F.I.L. FUKUOKA Shop / MURAYAMA + KATO ARCHITECTURE. Image: © Yasuhiro Nakayama

Open to Welcome

To avoid the threshold between store spaces and the public, contemporary projects have opted to keep their environments as open as possible. In this attitude that excludes the display of a window, people feel welcome to enter and have direct contact with the products.

KOLON SPORT Hannam Store / studio fragment. Image: © Kim Donggyu

Here, solutions such as the windows-shelf doors stand out, or a more angular design at the entrance that draws the eye and invites the body inside, as well as the application of different materials, colors and lights that attract the clients.

Livraria da Vila / Isay Weinfeld.
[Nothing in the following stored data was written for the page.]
PR #1529, opened 2026-06-22
feat: add selectable logo variant to the docs app

goetzrobin:
## PR Checklist

- [ ] Tests for the changes have been added (n/a - docs-app UI)
- [ ] Docs have been added / updated (n/a)

## PR Type

- [x] Feature

Docs app (`apps/app`) - not a published package.

The docs app renders a single spartan logo with no way to switch marks.

## What is the new behavior?

Adds a selectable logo variant (`default`/`legacy`) persisted in `localStorage` and applied via a `logo-*`
class on the document, with a context menu on the header logo to switch between the new and legacy marks.

- [x] No

## Summary by CodeRabbit

* **New Features**
  * Added a logo variant switcher in the header via a dropdown (default/legacy).
  * The chosen logo variant now persists across sessions and updates site-wide theming.
* **Bug Fixes**
  * Improved legacy logo rendering consistency, including correct rotation behavior for logo placeholders.
* **Other**
  * Updated the Spartan logo to support a flat (solid) vs. gradient rendering mode.
  * Added a custom styling variant to scope legacy logo styles.

### DIFF
--- a/apps/app/index.html
+++ b/apps/app/index.html
@@ -30,6 +30,10 @@
 			if (localStorage.layout) {
 				document.documentElement.classList.add('layout-' + localStorage.layout);
 			}
+			const logoVariant = ['default', 'legacy'].includes(localStorage.logoVariant)
+				? localStorage.logoVariant
+				: 'default';
+			document.documentElement.classList.add('logo-' + logoVariant);
 			if (window.navigator.userAgent.toUpperCase().includes('MAC')) {
 				document.documentElement.style.setProperty('--is-mac', 'true');
 			}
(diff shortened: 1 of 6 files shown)


elite-benni:
For the id my Idea was to remove the id from the ThreeHundred logos, therefore makeing them without gradient. 
Also on the ThreeHundred i think its prettier if we do not rotate the new logo. 
```
Suggested fix:
  - Add a flat input to SpartanLogo: solid fill, no <defs>.
  - Pass flat to <spartan-logo> in spartan-th-item-placeholder. Header stays the only instance with the gradient IDs.

  Issue 2 — placeholder rotation. -rotate-90 fits the old wordmark; the new square mark looks wrong. Change -rotate-90 → logo-legacy:-rotate-90.
  ```

MerlinMoos (approved):
LGTM, short question why do we need the legacy logo?

goetzrobin:
> LGTM, short question why do we need the legacy logo?

just an easter egg for those who liked the old one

Image: ©Leonardo Finotti

The Store as a Showcase

When the entire store is designed to be exposed, it can become a great showcase, allowing visual interaction between the interior and exterior space through its permeability.

Polette Paris Store / zU-studio. Image: © Maxime Meignen

In this case, investing in a captivating interior design or innovating in the way products are displayed are some of the possible keys to success.

Loja Westwing Ipanema / SuperLimão. Image: © Maíra Acayaba

Arouse Curiosity

What’s more interesting than something slightly hidden? One of the alternatives to attract customers is to create a certain mystery from the window.

X11 Flagship Store / BloomDesign. Image: © Haha Lu

The appeal can be conceptual, bringing some messages while hiding the products, or more traditional, when small openings are created on the facade that allow peeks into the store interior.

Nic’s Planet / Mur Mur Lab. Image: © Unitu, Yang Liu

Innovate in the Format

To attract attention or even be more discreet, going beyond the classic flat window can be a good solution, after all, the architectural presentation can demonstrate the creativity of a brand from the very first moment.

Zak Ik Store / Roth-Architecture. Image Cortesy of Roth-Architecture

Therefore, looking from different angles, bringing elements of landscaping together with the products on display or innovating through a more organic design, may be some of the answers for those looking for a unique image.

Loja Mula Preta / EMA – Escritório Metropolitano de Arquitetura. Image: © Leonardo Finotti

Revisit Classics

Finally, it is worth remembering that a classic will always be a classic and will hardly fail. To ensure its potential and keep it contemporary, it is worth paying attention to some details such as well-designed furniture or the way in which the mannequins are used, after all, it is always possible to add a touch of originality if we think a little outside the box.

Arts & Science Store / CASE-REAL. Image: © Hiroshi Mizusaki

Or even the architecture of the store itself can have a certain protagonism that, from the contrast with the showcase, highlights them as a whole, arousing the interest of those who see them.